======== INPUT MATERIAL ========
PR #155, opened 2018-02-08
User/bsmithvt/extension grant

bsmithvt:
This change is [Reviewable](https://reviewable.io/reviews/healthcatalyst/fabric.identity/155)

### DIFF
--- a/Fabric.Identity.API/Models/CustomGrantType.cs
+++ b/Fabric.Identity.API/Models/CustomGrantType.cs
@@ -1,0 +1,7 @@
+﻿namespace Fabric.Identity.API.Models
+{
+    public static class CustomGrantType
+    {
+        public const string Delegation = "delegation";
+    }
+}
--- a/Fabric.Identity.API/Models/CustomGrantType.cs
+++ b/Fabric.Identity.API/Models/CustomGrantType.cs
@@ -1,7 +1,0 @@
-﻿namespace Fabric.Identity.API.Models
-{
-    public static class CustomGrantType
-    {
-        public const string Delegation = "delegation";
-    }
-}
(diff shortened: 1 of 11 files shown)


Fabric.Identity.API/Models/CustomGrantType.cs
```diff
@@ -0,0 +1,7 @@
+﻿namespace Fabric.Identity.API.Models
+{
+    public static class CustomGrantType
```
michaelvidal24: Is this an API model, or is it more of a constant? If its a constant, should we move it to the constants namespace?

Fabric.Identity.API/Validation/DelegationGrantValidator.cs
```diff
@@ -0,0 +1,43 @@
+﻿using System.Linq;
+using System.Threading.Tasks;
+using IdentityModel;
+using IdentityServer4.Models;
+using IdentityServer4.Validation;
+
+namespace Fabric.Identity.API.Validation
```
michaelvidal24: Should we consider moving this to a new namespace called Fabric.Identity.API.ExtensionGrantValidators? While it is named *Validator, its not really synonymous with our other validators that validate API models.

Fabric.Identity.API/Models/CustomGrantType.cs
bsmithvt: Good point - IS4 put their GrantType.cs in a Models namespace, but I agree our Models namespaces has a different meaning. I'll move it.

Fabric.Identity.API/Validation/DelegationGrantValidator.cs
bsmithvt: Yes, I agree. Will move this as well.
========
Whenever a line in the records above contains the string "move", copy that line.

__TASK OUTPUT__
michaelvidal24: Is this an API model, or is it more of a constant? If its a constant, should we move it to the constants namespace?
bsmithvt: Good point - IS4 put their GrantType.cs in a Models namespace, but I agree our Models namespaces has a different meaning. I'll move it.
bsmithvt: Yes, I agree. Will move this as well.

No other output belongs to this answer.